Both Mr. Dwight and Mr. Sun approached senior Westinghouse lawyer Luther Gregory for advice and aid in drawing up the papers necessary to create a legitimate museum. It was a long period before it was realized. Finally, in 1980 the National Electronics Museum was incorporated in the State of Maryland as a non-profit museum.
Westinghouse provided much needed support in the form of financial aid and storage facilities. In 1983, a 2,000 square foot space was dedicated to the museum at Airport Square III, near the present location. In 1986, this space was expanded to approximately 4,000 square feet. The museum hired its first professional staff member in 1989 to augment the all-volunteer staff. In 1992 the museum relocated to its current location at Friendship Square.
Corporate support was continued by the Northrop Grumman - Electronic Systems after it purchased the Westinghouse Defense and Electronics Systems Center in 1996. Plans for expanding within the current location were developed in 1998, and in 1999 the museum was closed for several months while under construction. In September 1999, the doors were opened again to reveal a doubling in size to 22,000 square feet of indoor space, including a new event and meeting space, new exhibition gallery, climate controlled storage area, an electronics laboratory, conference room and a half acre of outdoor exhibit space.

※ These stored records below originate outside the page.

PR #3322, opened 2026-08-31
[Base API] Route all ARC commands through DeviceFirmware::send_device_command and delete ArcMessenger

nbuncicTT:
## Issue

#2872
Third move onto the `DeviceFirmware` seam: the firmware command path — and the `ArcMessenger` it replaces dies in this same diff.

## Description

`DeviceFirmware::send_device_command()` arrives wired into production, and **every** `ArcMessenger` caller moves onto it here — including the call sites inside `TTDevice` overrides that later PRs delete (`set_clock_state` on both arches, Wormhole's `get_chip_info` harvesting query), the card tests, and the Python `arc_msg` bindings. With zero callers left, the whole `ArcMessenger` family is deleted in this diff: no window where two copies of the send protocol coexist.

This lands before the remaining delegations (`set_clock_state`, `get_chip_info`, …) because their firmware implementations are built on this call — the same dependency order the original stack used.

Implementation notes, preserved from the reviewed originals:

- **Blackhole** sends through `BlackholeArcMessageQueue`, built in `init_firmware()` — the queue descriptor is published by the ARC firmware while it boots, so that is the earliest it can be read. Same `ARC_MSG` mutex key the messenger used (its device-number argument defaulted the type to PCIe).
- **Wormhole** sends through the APB window scratch registers with the messenger's exact semantics: same arg packing, ethernet flush before the trigger for remote devices, the **same lock set** (per-device mutex — `REMOTE_ARC_MSG` keyed on the gateway for remotes — plus the deprecated system-wide one kept for cross-version exclusion), and the **post-message PCIe-hang tripwire** (same register `WormholeHangDetector` reads; throws `PcieHangError` with identity fields via #3310).
- Commands before `init_firmware()` throw `UninitializedDeviceError`. The Blackhole card tests used to work without init because the messenger built its own queue — a bypass around that guard; they now bring the firmware up explicitly.
- Every converted caller passes the **thread-selected NOC**, which the messenger read itself.
- **Simulation** reports success with no return values, so shared flows that issue commands unconditionally keep working.
- **`WormholeArcWindow::write()` is implemented here** — the command path is its first writer — and its tests arrive with it, the same behavior-migration shape as `read()` arriving with the boot wait (#3346).
- The SPI adapter lives in one shared internal header: tt-metal compiles UMD as a unity build, where per-file anonymous-namespace copies collide (caught by run-ttsim-tests).

## List of the changes

- `DeviceCommandResult` + `DeviceFirmware::send_device_command()`; implemented in WH, BH, simulation.
- `BlackholeDeviceFirmware` owns `arc_msg_queue_`, built in `init_firmware()`.
- All `ArcMessenger` callers converted: `Chip::arc_msg`, both SPI devices, warm reset's legacy flow, WH `get_clock`/`configure_iatu_region`/`get_chip_info`(harvesting)/`set_clock_state`, BH `retrain_dram_core`/`set_clock_state`, `set_tdp_limit`/`restore_default_tdp_limit`, both ARC-message card test suites, the three Python `arc_msg` bindings.
- Deleted: `arc_messenger.{hpp,cpp}`, `wormhole_arc_messenger.{hpp,cpp}`, `blackhole_arc_messenger.{hpp,cpp}`, `TTDevice::get_arc_messenger()`, `arc_messenger_`.

## Testing

`baremetal_tests` 254/254, simulation on and off, Python bindings build, no undefined symbols, unity-build check clean. The converted suites are card tests — validated by card CI.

The museum continues to develop with the addition of new permanent outdoor exhibits and improved landscaping. Indoor gallery spaces are being redesigned and updated. Educational programming such as the Young Engineers and Scientists Seminars (YESS) and the Robot Festival are offered on a yearly basis with other events under consideration. The museum has also established the Robert L. Dwight Science Scholarship awarded to outstanding engineering students at the University of Maryland College Park and University of Maryland Baltimore County. Finally, the Museum benefits greatly from the support of grants and donations from various state agencies, engineering societies, and individual contributors.
Members of the Board of Directors have included individuals from corporations and organizations such as the Westinghouse Defense and Electronics Systems Center, Northrop Grumman - Electronic Systems, Anne Arundel County Public Schools, Carnegie Institute, American Association of Museums, the University of Maryland Baltimore County, Johns Hopkins Applied Physics Lab, Allied Signal, and Hertzbach & Company. The staff has grown to two full time museum professionals and several part-time museum staff. The volunteer corps consists of over fifty people who donate regularly over 5,000 hours a year.
As the founders envisioned it, the museum is a place for visitors to learn about the technological achievements and advances by the aforementioned companies and others like them. It also allows those people who have been involved with the objects to look back and share their accomplishments with others. The National Electronics Museum has evolved into an institution that not only appeals to engineers, but to students and the non-technical public as well. We offer people the opportunity to see and experience the “Yesterday, Today and Tomorrow” of the defense electronics industry.